He was one of the most colourful and erratic characters in 19th century Irish history. Thomas Francis Meagher was born to a wealthy Waterford merchant family in 1823. He was educated by the Jesuits at Clongowes wood and later at Stonyhurst in England, where he replaced his Irish accent with a clipped upper class English drawl – something that was to alienate many of his fellow-countrymen in the years that followed.
His involvement with the Young Ireland movement in the 1840s led to his falling out with Daniel O’Connell and a drift towards militancy. This culminated in the farcical 1848 rebellion – but before that dismal revolutionary failure Meagher had conferred on the Irish nation perhaps his most abiding legacy – the green, white and orange tricolor. He had been gifted the flag on a visit to France and its use in the 1916 rising copper-fastened its status as the flag of the Irish republic.
His involvement in the 1848 rebellion led to a sentence that he was to suffer the barbaric punishment of being ‘hanged, drawn and quartered’ – this was later commuted to transportation to Van Diemen’s Land, or Tasmania. Initially Meagher opted for a ‘ticket of leave’ arrangement, whereby he was given considerable freedom on a promise not to attempt to escape from captivity there. In 1852 he abruptly surrendered his ticket of leave and escaped to the USA where, arguably, he made a greater contribution to American history than he did to that of his native country.
His most significant impact came after the outbreak of the Civil War. Taking over command of the Irish brigade from Michael Corcoran he proved to be an excellent recruiter for the Union army. His backing of the Union had not been a given, initially he had been an advocate of states rights and a supporter of the South, sharing many of the views of his friend John Mitchel. Ultimately they parted company over the issue of slavery and Meagher committed himself to the Union cause.

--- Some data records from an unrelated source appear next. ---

PR #1005, opened 2020-09-02
Fixed an issue where screenshot viewing (opengl) was upside down

peterAdams1014:
Fixed an issue where while a screenshot was in progress, the viewport display would show the incorrect image.
Fixes [AB#1237](https://dev.azure.com/euclideon/57c3bd2a-8f94-4578-b195-2e4fa9d8f295/_workitems/edit/1237)

### DIFF
--- a/src/vcModals.cpp
+++ b/src/vcModals.cpp
@@ -1386,12 +1386,7 @@ void vcModals_DrawImageViewer(vcState *pProgramState)
       ImVec2 window = ImGui::GetWindowSize();
       ImVec2 windowPos = ImGui::GetWindowPos();
 
-#if GRAPHICS_API_OPENGL
-      ImVec2 uvs[2] = { {0,1}, {1,0} };
-#else
-      ImVec2 uvs[2] = { {0,0}, {1,1} };
-#endif
-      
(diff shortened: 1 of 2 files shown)


src/vcModals.cpp
```diff
@@ -1386,12 +1386,7 @@ void vcModals_DrawImageViewer(vcState *pProgramState)
       ImVec2 window = ImGui::GetWindowSize();
       ImVec2 windowPos = ImGui::GetWindowPos();
 
-#if GRAPHICS_API_OPENGL
-      ImVec2 uvs[2] = { {0,1}, {1,0} };
-#else
-      ImVec2 uvs[2] = { {0,0}, {1,1} };
-#endif
-      
+      ImVec2 uvs[2] = { {0,0}, {1,1} };
```
samsinsane, line 1389: Does this still work for images that are loaded in?

samsinsane (changes requested):

src/vcModals.cpp
peterAdams1014: Yes.

samsinsane (approved):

Knowing his target market well one of General Meagher’s recruiting posters read –‘The Cotton Lords and Traitor Allies of England Must Be Put Down Once and for All.’ To his detractors, of whom there were many, Meagher was a self important and pompous alcoholic. But to his troops he was their General, ‘Meagher of the Sword’. His reputation was sealed by an iconic engraving of the celebrated American artists Currier and Ives in which he was depicted on horseback leading the Irish Brigade into the Battle of Fair Oaks in June 1862
When the great Southern commander, Robert E.Lee, marched his forces north into Maryland in the fall of 1862, Meagher’s Irish Brigade was badly mauled at the infamous Battle of Antietam. Meagher had fallen off his horse in the fighting – his detractors claimed that he had been drunk at the time. This was followed by an even more bloody encounter with the Confederacy near the small town of Fredericksburg, Virginia, in December, 1862.
Most of the Brigade’s regimental banners had already been shot to pieces. But Meagher insisted that they go into the fight carrying some symbol of their nationality. A boxwood hedge was raided and bunches of leaves of the evergreen plant were distributed among the troops to be worn in their hats, like shamrock on St. Patrick’s Day.
Contrary to the claim of John F.Kennedy in his June 1963 speech to the Oireachtas Thomas Francis Meagher did not lead his troops into the battle of Fredericksburg – he was wounded at the time and sent the Irish brigade into a battle where many of its members were slaughtered.
Almost half of its members were killed or wounded. The famous 69th New York regiment – the ‘Fighting 69th’ – lost three quarters of its men. In the confusion and carnage of the battle the Brigade lost one of its distinctive green flags. Some time after Fredericksburg an exhausted Confederate soldier. Michael Sullivan, made his way to Union lines and demanded to be taken to Meagher. When he was brought to the Irish general he reached into his tunic and handed him the flag. He had seen the flag bearer fall and had crawled out, under fire, to recover it.
After the Civil War, Meagher was rewarded by the administration – if reward it was – with the secretaryship of the territory of Montana. On his arrival the then governor upped and left and Meagher found himself in charge of a large and relatively lawless region of the American west in which the assertive Lakota nation disputed the writ of the Federal government in suitably muscular fashion. Meagher found himself in the middle of some vicious factional disputes among the small white population and it may have been political opponents who were responsible for his mysterious death on 1 July 1867. He died at Fort Benton on the Missouri river when he disappeared from a steamboat. His body was never found. It was presumed to have been whisked away rapidly by the fierce river currents. Various theories have been advanced as to the cause of his death, the most popular is that he was drunk and fell overboard. Others suggest he was killed by native Americans, renegade Confederates or Montanan political enemies. We shall never know.
He was survived by his American wife Elizabeth Townsend and an Irish son by his Tasmanian wife Katherine Bennett, a son he never met. Statues honour him in the Mall in Waterford and outside the Capitol building in Helena, Montana.
Thomas Francis Meagher was born 190 years ago, on this day.